Moreover, although the RMBS obligations we insure typically include contractual provisions obligating the sellers/services to cure, repurchase or replace ineligible loans that were included in the transaction, in certain transactions the sellers/servicers have breached this obligation. The unsatisfactory resolution of the contractually stipulated process to deal with the ineligible loans, in addition to the pervasive misrepresentations made by the certain sellers/servicers in inducing MBIA Corp. to write insurance of the transactions, has led to MBIA pursuing litigation with these sellers/servicers seeking to enforce our contractual rights and damages for both breaches of contract and fraud.
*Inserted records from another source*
PR #6078, opened 2024-04-11
Added a GitHub Action to check for performance regressions within the incoming changes from PRs, along with two test cases based on historical regressions

### LINKED ISSUE #4687: Continuous Benchmarking

### LINKED ISSUE #6065: A GitHub Action to perform automated performance regression testing on pull requests
In an effort to potentially address #4687, I created a [GitHub Action](https://github.com/Anirban166/Autocomment-atime-results/blob/main/action.yml) to facilitate performance testing of the incoming changes that are introduced via pull requests to `data.table`. My motivation in doing so was to help ensure that `data.table` maintains its code efficiency or high-performance standards (core values of the project!) as PRs keep coming and getting integrated frequently (meaning they need to be monitored for performance regressions, and an automatic way to do that would be ideal, noh?).

Onto more details:
- My action utilizes [atime](https://github.com/tdhock/atime) to run predefined tests (as specified in `inst/atime/tests.R`) on different versions of `data.table`. These 'tests' are based on historical regressions that have been documented/discussed via issues and PRs here.
- It uses [cml](https://github.com/iterative/cml) to publish information in a comment on the pull request thread via the GitHub bot (which operates using the `GITHUB_TOKEN` I provide to authenticate itself and interact with the GitHub API within the scope of this step that I defined in my GHA workflow).
- Contents of the comment include a plot consisting of subplots for each test case depicting the time and memory trends across different `data.table` versions, the commit (SHA) that generated it, the link to download the artifact containing all of the `atime`-generated results for that run, the time elapsed from the job's start to the completion of the installation steps, and the time it took to run all the tests.
- To avoid cluttering, only one comment will exist in the PR thread at all times (after the initial comment is generated from the first commit on the PR branch, subsequent pushes will simply update that existing comment's body).
- The different versions of `data.table` (as defined within `atime`) include:
  - HEAD (PR source)
  - base (PR target)
  - merge-base (common ancestor between base and HEAD)
  - CRAN (latest version on the platform)
  - Before (a commit predating the onset of the performance regression)
  - Regression (a commit that is affected by the regression)
  - Fixed (a commit where the regression has been fixed; this should be the same or better as 'Before' in terms of performance)  

To demonstrate, I've created two examples on my fork of `data.table` that can be compared against each other:
- [Using my GitHub Action to observe the performance regression introduced by PR #4491 and fixed by PR #5463](https://github.com/Anirban166/data.table/pull/6)
- [Using my GitHub Action to observe the performance regression fixed by PR #4440](https://github.com/Anirban166/data.table/pull/8)

Both of them replicate PRs that are associated with historical `data.table` regressions (introducing/fixing one) and showcase the expected results in their respective plots:

- For the test case titled 'Test regression fixed in #​5463' one can see that base, merge-base, CRAN, Fixed, and Before are fast while Regression and HEAD are slow for the first PR that replicates the regression *introducing* PR, and in the second PR where it should not be affected, all commits are fast with the expected exception of Regression.

- For 'Test regression fixed in #​4440', the first PR illustrates the reverse case with all commits being fast except the one associated with Regression (as expected since that PR should not affect that test case), and in the second PR where it replicates the regression *fixing* PR, we see that Fixed, HEAD, CRAN, and Before are fast while Regression, merge-base, and base are slow as we would expect.

Note that the first PR's GHA workflow uses my action from the [Marketplace](https://github.com/marketplace/actions/autocomment-atime-results) while the second one is run via a self-contained version of my workflow, or with the entire logic in the file under `.github/workflows/` within the target branch. (I made them different on purpose to illustrate the two ways!)

So a question that I have here is: Which among these two approaches would be preferable if I make a PR to integrate my workflow?

The first approach allows for more direct customization while the second requires comparatively less maintenance (as I update things for my action, only the version numbers need to be changed here). 

Another question I have is regarding the duration. 

The total time taken to run the CI job can be roughly seen as an aggregation of two fairly time-consuming tasks:
- The time it takes to set up everything that is required. A core chunk of the time here is taken in installing `atime` and its dependencies. Roughly 12 minutes on average.
- The time it takes to run the tests, which would vary based on the number and complexity of them. The two tests that were used in the examples above take roughly 3 minutes on average.

Is this acceptable in terms of how long it takes to run the workflow? (and I presume we can skip running the action always; for e.g., changes that only deal with documentation)

Finally, I want to mention that I made this action specifically for `data.table` (again, in hopes that this helps to detect regressions and maintain the quality of code contributions performance-wise!), but it also works on any other GitHub repository for an R package. For example, last month I made a [PR](https://github.com/Anirban166/binsegRcpp/pull/2) between branches on my fork of [binsegRcpp](https://github.com/Anirban166/binsegRcpp) that introduces a performance regression (intentionally placed `Sys.sleep()`) in one of the R files, and it was depicted in the commented plot. (Note that it was run using an older version of my action's code)

Ready for feedback!

Anirban166:
This adds a GHA that will get triggered by every commit in a pull request to the master branch, creating and updating one comment on the PR thread.

As discussed [here](https://github.com/Rdatatable/data.table/issues/6065), it aims to aid in detecting performance degradation for the code changes introduced in PRs using test cases based on historical regressions that we would be maintaining in `inst/atime/tests.R` (added the file for starters, containing the two cases that I used for the examples I mentioned there; more test cases are to be added in the future)

Should probably be skipped for certain PRs, like for changes not based on code (such as documentation or comments) or minor things that are known to not have an impact on performance.

Note: I couldn't come up with a good name for my workflow file so I just named it `autocomment` (hopefully not confusing since at present there isn't another GHA workflow being used in `data.table` that makes comments!), but please feel free to suggest a better name or change it later.

Closes #6065 
Closes #4687


tdhock:
thanks! can you please change the name of the file from autocomment to performance-tests?

Anirban166:
> thanks! can you please change the name of the file from autocomment to performance-tests?

Sure!

inst/atime/tests.R
```diff
@@ -0,0 +1,69 @@
...
+    pkg.edit.fun = pkg.edit.fun,
+    N = 10^seq(3,8),
+    setup = quote({
+      set.seed(1L)
+      dt <- data.table(a = sample(N, N))
+      setindex(dt, a)
+    }),
+    expr = quote(data.table:::shallow(dt)),
+    "Before" = "9d3b9202fddb980345025a4f6ac451ed26a423be", # This should be changed later. Currently, the source of regression (or the particular commit that led to it) is not clear. In addition, older versions of data.table are having problems when being installed in this manner. (This includes commits from before Mar 20, 2020 or when the issue that discovered or first mentioned the regression was created)
+    "Regression" = "752012f577f8e268bb6d0084ca39a09fa7fbc1c4", # A commit that is affected by the regression: https://github.com/Rdatatable/data.table/commit/752012f577f8e268bb6d0084ca39a09fa7fbc1c4
```
tdhock, line 47: this documentation of where the commit ID comes from is not sufficient. 
Right now the comment contains a link to that commit ID, which is redundant with the commit ID itself (does not add any useful information).
We need to know where this commit ID was found. Typically the Regression commit can be the parent of the first commit in the PR which provides the fix, in this case https://github.com/Rdatatable/data.table/pull/4440/commits
The first commit in that PR is https://github.com/Rdatatable/data.table/commit/0f0e7127b880df8459b0ed064dc841acd22f5b73 and on its commit page we can see that the parent is b1b1832b0d2d4032b46477d9fe6efb15006664f4 (not 752012f577f8e268bb6d0084ca39a09fa7fbc1c4 which is the current commit ID in the code, why?).
So a sufficient documentation code/comment would be:
```r
Regression="b1b1832b0d2d4032b46477d9fe6efb15006664f4", # parent of the first commit (https://github.com/Rdatatable/data.table/commit/0f0e7127b880df8459b0ed064dc841acd22f5b73) in the PR (https://github.com/Rdatatable/data.table/pull/4440/commits) that fixes the regression
```

tdhock: please can you properly document all of the other commit IDs, as I suggested above? You may consult https://github.com/DorisAmoakohene/PerformanceTest_data.table since I believe Doris has already done some documentation/comments like this.

Also please remove un-necessary quotes, change "Regression" to Regression in the code. (quotes are not necessary unless the argument names is non-syntactic, meaning starts with a non-letter or contains special characters)

tdhock (changes requested):

inst/atime/tests.R
Anirban166: > Right now the comment contains a link to that commit ID, which is redundant with the commit ID itself (does not add any useful information). 

I agree, and I thought the same (that it does not add any useful information). That's why I did not have those links at the beginning for my examples. But then yesterday you [wrote](https://github.com/Anirban166/data.table/pull/6#discussion_r1559703661) about including 'links' here, and for the [second](https://github.com/Anirban166/data.table/pull/6#discussion_r1559704932) example you gave it had one such redundant link for 'Before' which made me think that was acceptable for you, or what you wanted. 

I already looked up the two test cases I'm using here on that repository yesterday before committing and they only had those type of links (for commit 'x', `https://github.com/Rdatatable/data.table/commit/x`) for both cases in the comments, and nothing else (Now I see that it got updated three hours again, but that wasn't the case yesterday). I thought I should preserve what Doris did and assumed that you both probably discussed this earlier since I didn't find the same suggestion (to remove such links) on her repository.

> We need to know where this commit ID was found/ how we can verify that it is correct.

Yes, agreed.

> So a sufficient documentation code/comment would be:
```r
Regression="b1b1832b0d2d4032b46477d9fe6efb15006664f4", # parent of the first commit (https://github.com/Rdatatable/data.table/commit/0f0e7127b880df8459b0ed064dc841acd22f5b73) in the PR (https://github.com/Rdatatable/data.table/pull/4440/commits) that fixes the regression
```

Thanks for the example.

> please can you properly document all of the other commit IDs, as I suggested above?
> Also please remove un-necessary quotes, change "Regression" to Regression in the code.

Certainly, I will do that soon (currently debugging some errors while developing my function to get the optimal thread count). I didn't want to change the code for the tests (since that's not what I worked on, or I believe it's Doris' part in discussion with you from earlier) so I left the quotes there but I'll change it now along with the other things you mentioned.

Anirban166: > Right now the comment contains a link to that commit ID, which is redundant with the commit ID itself (does not add any useful information). 

I agree, and I thought the same (that it does not add any useful information). That's why I did not have those links at the beginning for my examples. But then yesterday you [wrote](https://github.com/Anirban166/data.table/pull/6#discussion_r1559703661) about including 'links' here, and for the [second](https://github.com/Anirban166/data.table/pull/6#discussion_r1559704932) example you gave it had one such redundant link for 'Before' which made me think that was acceptable for you, or what you wanted. 

I already looked up the two test cases I'm using here on that repository yesterday before committing and they only had those type of links (for commit 'x', `https://github.com/Rdatatable/data.table/commit/x`) for both cases in the comments, and nothing else (now I see that it got updated four hours back, but that wasn't the case yesterday). I thought I should preserve what Doris did and assumed that you both probably discussed this earlier since I didn't find the same suggestion (to remove such links) on her repository.

> We need to know where this commit ID was found/ how we can verify that it is correct.

Yes, agreed.

> So a sufficient documentation code/comment would be:
```r
Regression="b1b1832b0d2d4032b46477d9fe6efb15006664f4", # parent of the first commit (https://github.com/Rdatatable/data.table/commit/0f0e7127b880df8459b0ed064dc841acd22f5b73) in the PR (https://github.com/Rdatatable/data.table/pull/4440/commits) that fixes the regression
```

Thanks for the example.

> please can you properly document all of the other commit IDs, as I suggested above?
> Also please remove un-necessary quotes, change "Regression" to Regression in the code.

Certainly, I will do that shortly (currently debugging some errors while developing my function to get the optimal thread count). I didn't want to change the code for the tests (since that's not what I worked on, or I believe it's Doris' part in discussion with you from earlier) so I left the quotes there but I'll change it soon now along with the other things you mentioned.

Anirban166: > But then yesterday you https://github.com/Anirban166/data.table/pull/6#discussion_r1559703661 about including 'links' here, and for the https://github.com/Anirban166/data.table/pull/6#discussion_r1559704932 example you gave it had one such redundant link for 'Before' which made me think that was acceptable for you, or what you wanted.

Never mind this, I reread and saw the correct changes right now - my bad! (The new commits made me think I was looking at another test case)

Anirban166: > But then yesterday you https://github.com/Anirban166/data.table/pull/6#discussion_r1559703661 about including 'links' here, and for the https://github.com/Anirban166/data.table/pull/6#discussion_r1559704932 example you gave it had one such redundant link for 'Before' which made me think that was acceptable for you, or what you wanted.

Never mind this, I just reread and saw the corrected changes right now - my bad! (The new commits made me think I was looking at another test case)

MichaelChirico:
> cases based on historical regressions that we would be maintaining in inst/atime/tests.R

Is there a particular reason we need to ship this with the package? My instinct would be to put it in e.g. the `.ci` folder.

I only ask because we already generate a CRAN `NOTE` based on the size of the package, a large part of which is coming from the huge text files in `inst/tests`. As the set of performance regression tests grows over time, it will only add more to this burden, but I don't see the benefit of every user having these tests available (whereas we _do_ benefit from every user being able to report `test.data.table()` results).

Anirban166:
@jangorecki Hello Jan!

I was wondering if you know of the commit/source that introduced the regression discussed in #4311 (since you mentioned in a comment there that the regression was already in 1.12.8)

MichaelChirico:
> Should probably be skipped for certain PRs, like for changes not based on code (such as documentation or comments) or minor things that are known to not have an impact on performance.

Yes, I'd be fine only acting on PRs that touch files in R/ or src/. That means a [path filter](https://docs.github.com/en/actions/using-workflows/workflow-syntax-for-github-actions#onpushpull_requestpull_request_targetpathspaths-ignore).

Anirban166:
> Is there a particular reason we need to ship this with the package? My instinct would be to put it in e.g. the `.ci` folder.

I read the [manual](https://cran.r-project.org/web/packages/atime/atime.pdf) and under 'Details' for the `atime_pkg` function (on page 5), it says:
```
There should be a file named pkg.path/inst/atime/tests.R which defines test.list, a list with names
corresponding to different tests.
```
So I presume yes, unfortunately. But I believe @tdhock can change this path to be customizable and then we can redirect?

> As the set of performance regression tests grows over time, it will only add more to this burden, but I don't see the benefit of every user having these tests available (whereas we _do_ benefit from every user being able to report `test.data.table()` results).

I completely agree.

You're right,and unfortunately

.github/workflows/performance-tests.yml
```diff
@@ -0,0 +1,21 @@
...
+      - synchronize
+
+jobs:
+  comment:
+    runs-on: ubuntu-latest
+    container: ghcr.io/iterative/cml:0-dvc2-base1
+    env:
+      GITHUB_PAT: ${{ secrets.GITHUB_TOKEN }}
+      repo_token: ${{ secrets.GITHUB_TOKEN }}
+      R_KEEP_PKG_SOURCE: yes
```
MichaelChirico, line 19: I would add a quick comment on why this is needed as it's not immediately obvious

Anirban166:
> Yes, I'd be fine only acting on PRs that touch files in R/ or src/. That means a [path filter](https://docs.github.com/en/actions/using-workflows/workflow-syntax-for-github-actions#onpushpull_requestpull_request_targetpathspaths-ignore).

Right on! 
I'll update my workflow with one shortly. (I've used it before in other projects, [here](https://github.com/tdhock/directlabels/blob/c1824df3a760d1faa2f10e7d75e6cb88c94d04f3/.github/workflows/Update_ghpages.yml#L7) for e.g.)

Anirban166:
> Is there a particular reason we need to ship this with the package? My instinct would be to put it in e.g. the `.ci` folder.

I read the [manual](https://cran.r-project.org/web/packages/atime/atime.pdf) and under 'Details' for the `atime_pkg` function (on page 5), it says:
```
There should be a file named pkg.path/inst/atime/tests.R which defines test.list, a list with names
corresponding to different tests.
```
So I presume yes, unfortunately. But I believe @tdhock can change this path to be customizable and then we can redirect?

> As the set of performance regression tests grows over time, it will only add more to this burden, but I don't see the benefit of every user having these tests available (whereas we _do_ benefit from every user being able to report `test.data.table()` results).

I completely agree.

inst/atime/tests.R
```diff
@@ -0,0 +1,69 @@
+pkg.edit.fun = function(old.Package, new.Package, sha, new.pkg.path) {
```
MichaelChirico, line 1: Could you add pseudo-roxygen markup to describe the purpose of this function? It needn't be detailed, but a quick blurb about why we need it (I guess it's consumed by atime?) would be helpful for future readers

.github/workflows/performance-tests.yml
Anirban166: I think I had it in my initial 'use my action from the marketplace' workflow for debugging purposes, but it's not required otherwise so I'll just omit it

inst/atime/tests.R
```diff
@@ -0,0 +1,69 @@
...
+        file.path("src", "init.c"),
+        paste0("R_init_", Package_regex),
+        paste0("R_init_", gsub("[.]", "_", new.Package_)))
+      pkg_find_replace(
+        "NAMESPACE",
+        sprintf('useDynLib\\("?%s"?', Package_regex),
+        paste0('useDynLib(', new.Package_))
+    }
+
+test.list <- list(
```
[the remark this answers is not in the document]
Anirban166: > One thing I see just glancing is: are entries required to be associated with a specific historical regression? 

Nope, and related to what you asked above:

> Are all of the fields required?

Specifying 'Before', 'Regression', or 'Fixed' is optional (you can also specify other label names and any number of them I believe), meaning that if you don't specify them, there are no historical references (and then they would just be regular performance tests, without stemming from comparisons with past versions)

inst/atime/tests.R
tdhock: this function is called for each version that we want to compare in the performance test (HEAD, master, historical regression, etc) and its job is to edit files so that we get an installable package with a name like data.table.abcdef1234567890 (SHA1 hash appended to package name) -- this is the mechanism that atime uses to test different versions of the code against each other, and this custom pkg.edit.fun is required because there are a few non-standard/repetitive places where "data.table" package name needs to be changed in the source files. This is documented in https://github.com/tdhock/atime/blob/main/vignettes/data.table.Rmd#L40 "It is not necessary to
specify `pkg.edit.fun` for typical packages (no compiled code, or
Rcpp), but `data.table` is an interesting example use case for
`pkg.edit.fun` since it specifies a custom shared object file name in
`Makevars`, and it has some custom version checking code in
`onLoad.R`."

tdhock:
> Is there a particular reason we need to ship this with the package? My instinct would be to put it in e.g. the .ci folder.

this is possible, see https://github.com/tdhock/atime/pull/41 for an implementation, would that be OK?

inst/atime/tests.R
```diff
@@ -0,0 +1,69 @@
...
+    setup = quote({
+      n <- N/100
+      set.seed(1L)
+      dt <- data.table(
+        g = sample(seq_len(n), N, TRUE),
+        x = runif(N),
+        key = "g")
+      dt_mod <- copy(dt)
+    }),
+    Before = "19b7866112614db53eb3e909c097407d91cd6738", # Parent of the regression commit (https://github.com/Rdatatable/data.table/commit/0895fa247afcf6b38044bd5f56c0d209691ddb31), which is the parent of the first commit in the PR that causes the issue (https://github.com/Rdatatable/data.table/pull/5493/commits)
```
tdhock, line 66: "regression commit (...), which is the parent of the first commit in the PR that causes the issue" -> seems to imply that the regression commit is the parent of the first commit in the PR that causes the issue, but that can not be the case, because the regression commit must be in the PR that causes the issue (not before that). please rephrase/simplify to "Parent of the first commit (...) in the PR that causes the issue (...)" unless I am mis-understanding something?

inst/atime/tests.R
```diff
@@ -0,0 +1,69 @@
...
+      n <- N/100
+      set.seed(1L)
+      dt <- data.table(
+        g = sample(seq_len(n), N, TRUE),
+        x = runif(N),
+        key = "g")
+      dt_mod <- copy(dt)
+    }),
+    Before = "19b7866112614db53eb3e909c097407d91cd6738", # Parent of the regression commit (https://github.com/Rdatatable/data.table/commit/0895fa247afcf6b38044bd5f56c0d209691ddb31), which is the parent of the first commit in the PR that causes the issue (https://github.com/Rdatatable/data.table/pull/5493/commits) 
+    Regression = "0895fa247afcf6b38044bd5f56c0d209691ddb31", # The regression commit is the parent of the first commit in the PR that fixed the issue (https://github.com/Rdatatable/data.table/pull/5493/commits)
```
tdhock, line 67: please re-phrase to the standard format, "parent of the first commit (...) in the PR that fixed the issue (...)"

tdhock (changes requested):
better comments, thanks! please revise again though.

inst/atime/tests.R
MichaelChirico: thanks, pointing to the right place in atime documentation would be sufficient for me

MichaelChirico:
> this is possible, see [tdhock/atime#41](https://github.com/tdhock/atime/pull/41) for an implementation, would that be OK?

perfect, no need to address anything in this PR then

inst/atime/tests.R
Anirban166: Nope, you understood right as per the relative clause, and I was confused too but I went ditto on those modifications that Doris made and you mentioned yesterday, assuming they were correct and thinking you were okay with them respectively. ([source](https://github.com/Anirban166/data.table/pull/6#discussion_r1559704932))

> seems to imply that the regression commit is the parent of the first commit in the PR that causes the issue, but that can not be the case, because the regression commit must be in the PR that causes the issue (not before that).

That, and I just checked that 19b7866112614db53eb3e909c097407d91cd6738 is the merge-commit of the PR that fixed that regression (#5463) which cannot be 'Before', but instead a candidate for 'Fixed' only (for which here we are using either the last commit or the merge-commit of the regression fixing PR for both test cases, whichever works)

I'm reverting 'Before' there to what I had originally since that makes sense and not this. The source is known, or regression occurs from e793f53466d99f86e70fc2611b708ae8c601a451 so isn't it natural to have the 'Before' set to the commit before it (which is be2f72e6f5c90622fe72e1c315ca05769a9dc854, and it showed correctly on the plot too), or a commit predating that? (in fact, all the commits for this test case were correct before..that example seems like a different case)

inst/atime/tests.R
Anirban166: Initially while making the most recent commit, I made it 'Parent of the first commit (https://github.com/Rdatatable/data.table/pull/5463/commits/ade6e57984f9e7f898a638d2049039cd886f2369) in the PR that fixed the issue (https://github.com/Rdatatable/data.table/pull/5463/commits)" but I realized that doesn't match and the comment too was for '5493'..turns out that's a different case

Anirban166: Initially while making the most recent commit, I made it 'Parent of the first commit (https://github.com/Rdatatable/data.table/commit/ade6e57984f9e7f898a638d2049039cd886f2369) in the PR that fixed the issue (https://github.com/Rdatatable/data.table/pull/5463/commits)" but I realized that doesn't match and the comment above too had *for '5493'*..turns out that's a different case

Anirban166: Initially while making the most recent commit, I made it 'Parent of the first commit (https://github.com/Rdatatable/data.table/commit/0895fa247afcf6b38044bd5f56c0d209691ddb31) in the PR that fixed the issue (https://github.com/Rdatatable/data.table/pull/5493/commits)" but I realized that doesn't match and the comment above too had *for '5493'*..turns out that's a different case.

I can make it "Parent of the first commit (https://github.com/Rdatatable/data.table/commit/ade6e57984f9e7f898a638d2049039cd886f2369) in the PR that fixed the issue (https://github.com/Rdatatable/data.table/pull/5463/commits)" and change Regression to be c4a2085e35689a108d67dacb2f8261e4964d7e12 instead of the regression causing commit or https://github.com/Rdatatable/data.table/commit/e793f53466d99f86e70fc2611b708ae8c601a451 - do you want that?

Anirban166: Initially while making the most recent commit, I made it "Parent of the first commit (https://github.com/Rdatatable/data.table/commit/0895fa247afcf6b38044bd5f56c0d209691ddb31) in the PR that fixed the issue (https://github.com/Rdatatable/data.table/pull/5493/commits)" but I realized that doesn't match and the comment above too had *for '5493'*..turns out that's a different case.

I can make it "Parent of the first commit (https://github.com/Rdatatable/data.table/commit/ade6e57984f9e7f898a638d2049039cd886f2369) in the PR that fixed the issue (https://github.com/Rdatatable/data.table/pull/5463/commits)" and change Regression to be c4a2085e35689a108d67dacb2f8261e4964d7e12 instead of the regression causing commit or https://github.com/Rdatatable/data.table/commit/e793f53466d99f86e70fc2611b708ae8c601a451 - do you want that?

inst/atime/tests.R
```diff
@@ -0,0 +1,108 @@
...
+      pkg_find_replace(
+        "NAMESPACE",
+        sprintf('useDynLib\\("?%s"?', Package_regex),
+        paste0('useDynLib(', new.Package_))
+    }
+
+# A list of performance tests.
+# 
+# Each entry in this list corresponds to a performance test and contains a sublist with three mandatory arguments:
+# - N: A numeric sequence of data sizes to vary.
```
MichaelChirico, line 60: off-topic / thinking aloud: @tdhock have you considered extending {atime} for timing surfaces in 2 dimensions? i'm wondering if we'd benefit from `(nrow, ncol)` 2D benchmarking in some case. Now we are restricted to marginal approach (`nrow`, then `ncol`), but the interaction effects can sometimes be interesting.

inst/atime/tests.R
```diff
@@ -0,0 +1,108 @@
...
+# @note Please check https://github.com/tdhock/atime/blob/main/vignettes/data.table.Rmd for more information.
+test.list <- list(
+  # Performance regression discussed in: https://github.com/Rdatatable/data.table/issues/4311 
+  # Fixed in: https://github.com/Rdatatable/data.table/pull/4440
+  "Test regression fixed in #4440" = list(
+    pkg.edit.fun = pkg.edit.fun,
+    N = 10^seq(3,8),
+    setup = quote({
+      set.seed(1L)
+      dt <- data.table(a = sample(N, N))
```
MichaelChirico, line 81:
```suggestion
      dt <- data.table(a = sample.int(N))
```

inst/atime/tests.R
```diff
@@ -0,0 +1,108 @@
...
+      setindex(dt, a)
```
MichaelChirico, line 82:
```suggestion
      setindexv(dt, "a")
```

inst/atime/tests.R
```diff
@@ -0,0 +1,108 @@
...
+    Regression = "b1b1832b0d2d4032b46477d9fe6efb15006664f4", # Parent of the first commit (https://github.com/Rdatatable/data.table/commit/0f0e7127b880df8459b0ed064dc841acd22f5b73) in the PR (https://github.com/Rdatatable/data.table/pull/4440/commits) that fixes the regression
+    Fixed = "9d3b9202fddb980345025a4f6ac451ed26a423be"), # Merge commit in the PR that fixed the regression (https://github.com/Rdatatable/data.table/pull/4440)
+
+  # Test based on: https://github.com/Rdatatable/data.table/issues/5424
+  # Performance regression introduced from a commit in: https://github.com/Rdatatable/data.table/pull/4491
+  # Fixed in: https://github.com/Rdatatable/data.table/pull/5463    
+  "Test regression fixed in #5463" = list(
+    pkg.edit.fun = pkg.edit.fun,
+    N = 10^seq(3, 8),
+    expr = quote(data.table:::`[.data.table`(dt_mod, , N := .N, by = g)),
```
MichaelChirico, line 95: nit: I like having `expr` after `setup` for readability

inst/atime/tests.R
```diff
@@ -0,0 +1,108 @@
...
+    setup = quote({
+      n <- N/100
+      set.seed(1L)
```
MichaelChirico, line 98: would hate to wind up over-anchoring on weird artefacts of a single "unlucky" seed used in all the regression tests:

```suggestion
      set.seed(2L)
```

inst/atime/tests.R
Anirban166: Agreed, I also prefer that for consistency as the first test case does it but this one doesn't (just didn't want to modify the original code as I didn't work on this)

inst/atime/tests.R
Anirban166: Agreed, I wouldn't want specific patterns or behaviors to emerge with this seed only, or have other inputs skew results in a non-representative way. (presuming this change you suggested here is to test whether the results remain consistent)

MichaelChirico:
I am happy with the current state, I'll let Toby give final approval. Thanks again!

inst/atime/tests.R
tdhock: atime is inherently 1 dimensional (N varies), but you can make nrow and ncol vary with N

inst/atime/tests.R
```diff
@@ -0,0 +1,108 @@
...
+  "Test regression fixed in #4440" = list(
+    pkg.edit.fun = pkg.edit.fun,
+    N = 10^seq(3,8),
+    setup = quote({
+      set.seed(1L)
+      dt <- data.table(a = sample.int(N))
+      setindexv(dt, "a")
+    }),
+    expr = quote(data.table:::shallow(dt)),
+    Before = "9d3b9202fddb980345025a4f6ac451ed26a423be", # This needs to be changed later. Currently assigned to the merge commit in the PR that fixed the regression (https://github.com/Rdatatable/data.table/pull/4440) as the source of regression (or the particular commit that led to it) is not clear. In addition, older versions of data.table are having problems when being installed in this manner. (This includes commits from before Mar 20, 2020 or when the issue that discovered or first mentioned the regression was created)
```
tdhock, line 85: that does not make sense to call "Before" any commit in the PR for the fix.

tdhock: if you remove please keep a comment about why we don't have a Before commit for this regression.

tdhock (approved):

tdhock:
thanks!

tdhock:
@Anirban166 can you please make a follow-up PR which adds another test, and moves tests under .ci? (I should have asked you to do that before merging, but forgot)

While the Company believes that the respective sellers/services are obligated to cure, repurchase or replace the ineligible mortgage loans identified within our RMBS, successful challenges of such determinations by the sellers/servicers could result in the Company recovering less than the amount of its estimated recoveries. Furthermore, each of our seller/servicer litigations is in its early phases and may take up to several years to resolve, during which time we will be required to pay losses on the subject transactions. Accordingly, the failure to successfully and timely resolve our seller/servicer litigation could have a material adverse effect on our liquidity and financial condition. See “Legal Proceedings” in Part II, Item 1.

SEC Comment:

Item 1A, Risk Factors, page 25

 

  2. You also disclose that successful challenges to the ineligible mortgage loans identified within your RMBS by the sellers/servicers could result in you recovering less than the amount of your estimated recoveries. To the extent you are aware, please disclose the approximate amount which each defendant has accrued in response to the litigation disclosed under the heading “Recovery Litigation” starting on page 41.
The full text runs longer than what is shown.